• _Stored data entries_
________________________

PR #109, opened 2024-10-30
DM-46130: Add tools for comparing two schemas or a schema and a database

JeremyMcCormick:
This adds a `diff` command to the CLI which performs comparisons of two schemas for differences or a schema and a database via an engine URL.

## Checklist

- [x] Ran Jenkins


.pre-commit-config.yaml
```diff
@@ -15,7 +15,7 @@ repos:
         # supported by your project here, or alternatively use
         # pre-commit's default_language_version, see
         # https://pre-commit.com/#top_level-default_language_version
-        language_version: python3.11
+        language_version: python3.12
```
timj, line 18: This reminds me that you should now be able to add 3.13 to your build matrix.

.github/workflows/build.yaml
```diff
@@ -13,7 +13,7 @@ jobs:
     runs-on: ubuntu-latest
     strategy:
       matrix:
-        python-version: ["3.11", "3.12"]
+        python-version: ["3.11", "3.12", "3.13"]
```
timj, line 16: Don't forget to also add 3.13 to the pyproject.toml file list of supported versions (since this did build fine)

pyproject.toml
```diff
@@ -21,15 +21,16 @@ classifiers = [
 ]
 keywords = ["lsst"]
 dependencies = [
-    "astropy >= 4",
-    "sqlalchemy >= 1.4",
-    "click >= 7",
-    "pyyaml >= 6",
-    "pydantic >= 2, < 3",
+    "astropy >= 6.0.0",
+    "numpy < 2",
```
timj: You don't need this if numpy 2 works fine.

pyproject.toml
```diff
@@ -21,15 +21,16 @@ classifiers = [
...
+    "sqlalchemy >= >=2.0.23",
```
timj: This seems wrong.

pyproject.toml
JeremyMcCormick: Using numpy 2 results in an annoying error message printing at the top when the command line tools are run, which is why I added this. The stack is still using a numpy 1.x version as well. (numpy is not a direct dependency of felis though.)

timj: Stack using numpy 1.x is orthogonal to whether we allow other users to install this at all with numpy 2. What's the error message? Is it from astropy?

pyproject.toml
JeremyMcCormick: Which dependency seems wrong here?

pyproject.toml
JeremyMcCormick: No, it's an error message from numpy itself that I had trouble making go away.

timj: What is the error message

.github/workflows/build.yaml
JeremyMcCormick: Done

pyproject.toml
JeremyMcCormick: I would also think that if we'll be doing additional felis development using astropy soon (e.g., generating astropy tables), the numpy version should match that from the stack.

pyproject.toml
JeremyMcCormick: Oh, I see. The `sqlalchemy` version needs to be updated to `>=2.0.23`. Will do...

pyproject.toml
timj: I disagree for the pypi version. It's the whole point of having tests on GitHub rather than locking ourselves to rubinenv (which can easily test for using Jenkins). What is the numpy2 error message?

JeremyMcCormick: numpy error message:

https://github.com/lsst/felis/pull/109#discussion_r1829788091

timj: Thanks. `numpy.longdouble` does exist in numpy 2. It's a bit of an odd message. Really you want the stack trace from that warning.

JeremyMcCormick: I'm going to remove the numpy requirement entirely, given that astropy has it as a transitive dependency and felis does not use it directly.

JeremyMcCormick:
By request of @gpdf, dropping https://github.com/lsst/felis/pull/109/commits/6c234d5d2240f3ec9735026a9c0c87fe29c969ce which adds Python 3.13 to the build matrix.

gpdf (changes requested):
Most requested changes were discussed in our co-working session today.

Summary:

- [ ] Remove Python version change to a separate PR
- [ ] Remove "metadata" file changes to a separate PR
- [ ] Add examples to command-line help
- [ ] Add an option to produce a non-zero return code if there are any differences found (this will be used to do the work in DM-46158)

JeremyMcCormick:
> * [ ]  Remove "metadata" file changes to a separate PR

This is a pain to drop from this PR due to conflicts, as it modifies more than just the `metadata` module and its tests. I'd suggest we just leave it in.

JeremyMcCormick:
@gpdf This is ready for a re-review. All the requested changes from https://github.com/lsst/felis/pull/109#pullrequestreview-2474252367 were implemented.

Note that we should wait on https://github.com/conda-forge/rubinenv-feedstock/pull/277 to merge, which adds the `deepdiff` dependency introduced by this update.

JeremyMcCormick:
Also dropping https://github.com/lsst/felis/pull/109/commits/19213e300e317000f98b937c0d172cef497b44fe and https://github.com/lsst/felis/pull/109/commits/c36134ef48f430292be2bfa0fae78e9e1ceba572

gpdf (approved):
Functionally reviewed in standup today.  Looks good!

________________________

• _Exercise requirements_
Output every entry word for word.

• _Answer_
PR #109, opened 2024-10-30
DM-46130: Add tools for comparing two schemas or a schema and a database

JeremyMcCormick:
This adds a `diff` command to the CLI which performs comparisons of two schemas for differences or a schema and a database via an engine URL.

## Checklist

- [x] Ran Jenkins


.pre-commit-config.yaml
```diff
@@ -15,7 +15,7 @@ repos:
         # supported by your project here, or alternatively use
         # pre-commit's default_language_version, see
         # https://pre-commit.com/#top_level-default_language_version
-        language_version: python3.11
+        language_version: python3.12
```
timj, line 18: This reminds me that you should now be able to add 3.13 to your build matrix.

.github/workflows/build.yaml
```diff
@@ -13,7 +13,7 @@ jobs:
     runs-on: ubuntu-latest
     strategy:
       matrix:
-        python-version: ["3.11", "3.12"]
+        python-version: ["3.11", "3.12", "3.13"]
```
timj, line 16: Don't forget to also add 3.13 to the pyproject.toml file list of supported versions (since this did build fine)

pyproject.toml
```diff
@@ -21,15 +21,16 @@ classifiers = [
 ]
 keywords = ["lsst"]
 dependencies = [
-    "astropy >= 4",
-    "sqlalchemy >= 1.4",
-    "click >= 7",
-    "pyyaml >= 6",
-    "pydantic >= 2, < 3",
+    "astropy >= 6.0.0",
+    "numpy < 2",
```
timj: You don't need this if numpy 2 works fine.

pyproject.toml
```diff
@@ -21,15 +21,16 @@ classifiers = [
...
+    "sqlalchemy >= >=2.0.23",
```
timj: This seems wrong.

pyproject.toml
JeremyMcCormick: Using numpy 2 results in an annoying error message printing at the top when the command line tools are run, which is why I added this. The stack is still using a numpy 1.x version as well. (numpy is not a direct dependency of felis though.)

timj: Stack using numpy 1.x is orthogonal to whether we allow other users to install this at all with numpy 2. What's the error message? Is it from astropy?

pyproject.toml
JeremyMcCormick: Which dependency seems wrong here?

pyproject.toml
JeremyMcCormick: No, it's an error message from numpy itself that I had trouble making go away.

timj: What is the error message

.github/workflows/build.yaml
JeremyMcCormick: Done

pyproject.toml
JeremyMcCormick: I would also think that if we'll be doing additional felis development using astropy soon (e.g., generating astropy tables), the numpy version should match that from the stack.

pyproject.toml
JeremyMcCormick: Oh, I see. The `sqlalchemy` version needs to be updated to `>=2.0.23`. Will do...

pyproject.toml
timj: I disagree for the pypi version. It's the whole point of having tests on GitHub rather than locking ourselves to rubinenv (which can easily test for using Jenkins). What is the numpy2 error message?

JeremyMcCormick: numpy error message:

https://github.com/lsst/felis/pull/109#discussion_r1829788091

timj: Thanks. `numpy.longdouble` does exist in numpy 2. It's a bit of an odd message. Really you want the stack trace from that warning.

JeremyMcCormick: I'm going to remove the numpy requirement entirely, given that astropy has it as a transitive dependency and felis does not use it directly.

JeremyMcCormick:
By request of @gpdf, dropping https://github.com/lsst/felis/pull/109/commits/6c234d5d2240f3ec9735026a9c0c87fe29c969ce which adds Python 3.13 to the build matrix.

gpdf (changes requested):
Most requested changes were discussed in our co-working session today.

Summary:

- [ ] Remove Python version change to a separate PR
- [ ] Remove "metadata" file changes to a separate PR
- [ ] Add examples to command-line help
- [ ] Add an option to produce a non-zero return code if there are any differences found (this will be used to do the work in DM-46158)

JeremyMcCormick:
> * [ ]  Remove "metadata" file changes to a separate PR

This is a pain to drop from this PR due to conflicts, as it modifies more than just the `metadata` module and its tests. I'd suggest we just leave it in.

JeremyMcCormick:
@gpdf This is ready for a re-review. All the requested changes from https://github.com/lsst/felis/pull/109#pullrequestreview-2474252367 were implemented.

Note that we should wait on https://github.com/conda-forge/rubinenv-feedstock/pull/277 to merge, which adds the `deepdiff` dependency introduced by this update.

JeremyMcCormick:
Also dropping https://github.com/lsst/felis/pull/109/commits/19213e300e317000f98b937c0d172cef497b44fe and https://github.com/lsst/felis/pull/109/commits/c36134ef48f430292be2bfa0fae78e9e1ceba572

gpdf (approved):
Functionally reviewed in standup today.  Looks good!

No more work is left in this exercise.